■ Data ■
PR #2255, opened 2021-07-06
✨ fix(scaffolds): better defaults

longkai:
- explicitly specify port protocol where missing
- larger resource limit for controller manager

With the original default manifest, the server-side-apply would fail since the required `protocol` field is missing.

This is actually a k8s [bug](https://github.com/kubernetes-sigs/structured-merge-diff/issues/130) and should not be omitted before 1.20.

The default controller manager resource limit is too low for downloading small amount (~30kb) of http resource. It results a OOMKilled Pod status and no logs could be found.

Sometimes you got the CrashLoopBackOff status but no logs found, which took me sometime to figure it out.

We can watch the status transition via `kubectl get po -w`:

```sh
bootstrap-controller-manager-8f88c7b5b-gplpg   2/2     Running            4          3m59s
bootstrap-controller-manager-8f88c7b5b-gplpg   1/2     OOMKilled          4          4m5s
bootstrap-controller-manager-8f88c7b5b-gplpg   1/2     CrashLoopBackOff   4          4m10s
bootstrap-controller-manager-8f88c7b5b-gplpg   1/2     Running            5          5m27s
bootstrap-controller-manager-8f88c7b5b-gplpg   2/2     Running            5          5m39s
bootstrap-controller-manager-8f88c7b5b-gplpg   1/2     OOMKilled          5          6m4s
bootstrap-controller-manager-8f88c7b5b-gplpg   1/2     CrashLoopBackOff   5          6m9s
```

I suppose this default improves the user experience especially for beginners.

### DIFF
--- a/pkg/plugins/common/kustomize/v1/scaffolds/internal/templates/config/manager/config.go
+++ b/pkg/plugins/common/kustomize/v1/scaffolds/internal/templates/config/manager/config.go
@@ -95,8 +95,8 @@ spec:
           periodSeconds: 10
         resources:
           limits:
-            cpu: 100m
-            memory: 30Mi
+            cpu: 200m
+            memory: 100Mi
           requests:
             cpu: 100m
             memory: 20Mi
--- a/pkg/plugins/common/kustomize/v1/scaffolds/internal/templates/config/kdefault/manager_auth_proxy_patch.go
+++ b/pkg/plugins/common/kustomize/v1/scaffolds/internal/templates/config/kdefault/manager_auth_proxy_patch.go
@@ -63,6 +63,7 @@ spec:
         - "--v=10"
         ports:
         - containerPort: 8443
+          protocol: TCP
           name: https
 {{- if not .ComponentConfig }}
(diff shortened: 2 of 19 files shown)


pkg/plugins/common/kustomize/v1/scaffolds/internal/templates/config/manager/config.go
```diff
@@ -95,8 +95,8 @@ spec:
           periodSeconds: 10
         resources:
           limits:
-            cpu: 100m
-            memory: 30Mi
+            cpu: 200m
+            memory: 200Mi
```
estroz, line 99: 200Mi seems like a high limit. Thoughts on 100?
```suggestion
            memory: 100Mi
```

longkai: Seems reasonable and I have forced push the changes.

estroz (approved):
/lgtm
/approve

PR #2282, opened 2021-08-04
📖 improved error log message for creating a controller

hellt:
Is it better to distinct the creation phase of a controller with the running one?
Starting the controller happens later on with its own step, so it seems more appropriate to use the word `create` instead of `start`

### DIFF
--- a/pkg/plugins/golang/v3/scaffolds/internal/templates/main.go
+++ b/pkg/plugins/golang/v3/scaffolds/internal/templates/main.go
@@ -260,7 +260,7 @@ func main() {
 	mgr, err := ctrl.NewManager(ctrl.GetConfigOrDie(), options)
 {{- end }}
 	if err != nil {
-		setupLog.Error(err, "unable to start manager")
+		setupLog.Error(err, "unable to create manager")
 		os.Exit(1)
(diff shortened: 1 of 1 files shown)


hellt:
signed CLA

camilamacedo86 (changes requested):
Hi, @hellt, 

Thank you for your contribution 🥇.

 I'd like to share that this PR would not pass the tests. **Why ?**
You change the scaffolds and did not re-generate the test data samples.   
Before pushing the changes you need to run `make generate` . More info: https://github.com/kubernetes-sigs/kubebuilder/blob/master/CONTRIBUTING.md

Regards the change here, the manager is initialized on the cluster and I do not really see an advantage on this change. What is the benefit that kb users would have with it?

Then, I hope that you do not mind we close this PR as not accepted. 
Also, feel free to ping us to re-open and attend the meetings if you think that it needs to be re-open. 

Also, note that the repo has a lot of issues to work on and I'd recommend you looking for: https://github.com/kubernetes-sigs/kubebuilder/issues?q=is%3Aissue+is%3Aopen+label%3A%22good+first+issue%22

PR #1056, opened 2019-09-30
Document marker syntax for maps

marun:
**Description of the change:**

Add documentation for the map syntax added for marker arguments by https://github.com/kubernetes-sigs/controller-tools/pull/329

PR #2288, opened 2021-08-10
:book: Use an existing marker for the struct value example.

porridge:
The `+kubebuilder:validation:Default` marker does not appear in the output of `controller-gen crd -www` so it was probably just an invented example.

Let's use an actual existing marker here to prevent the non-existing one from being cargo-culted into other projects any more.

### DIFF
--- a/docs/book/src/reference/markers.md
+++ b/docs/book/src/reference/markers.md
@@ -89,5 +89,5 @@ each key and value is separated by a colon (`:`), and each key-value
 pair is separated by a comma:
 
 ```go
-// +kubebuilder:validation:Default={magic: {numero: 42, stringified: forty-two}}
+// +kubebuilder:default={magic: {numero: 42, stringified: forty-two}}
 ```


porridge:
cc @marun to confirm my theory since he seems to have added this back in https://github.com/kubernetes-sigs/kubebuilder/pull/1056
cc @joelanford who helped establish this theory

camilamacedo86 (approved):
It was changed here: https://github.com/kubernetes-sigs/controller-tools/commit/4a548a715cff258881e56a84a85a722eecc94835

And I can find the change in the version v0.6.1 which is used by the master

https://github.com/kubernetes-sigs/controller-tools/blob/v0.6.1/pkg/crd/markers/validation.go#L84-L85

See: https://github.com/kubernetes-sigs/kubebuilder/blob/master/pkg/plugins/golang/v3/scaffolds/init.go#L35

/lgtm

■ Work instructions ■
Using the listing above, return all lines where the word "markers" occurs.

■ Expected output ■
--- a/docs/book/src/reference/markers.md
+++ b/docs/book/src/reference/markers.md
https://github.com/kubernetes-sigs/controller-tools/blob/v0.6.1/pkg/crd/markers/validation.go#L84-L85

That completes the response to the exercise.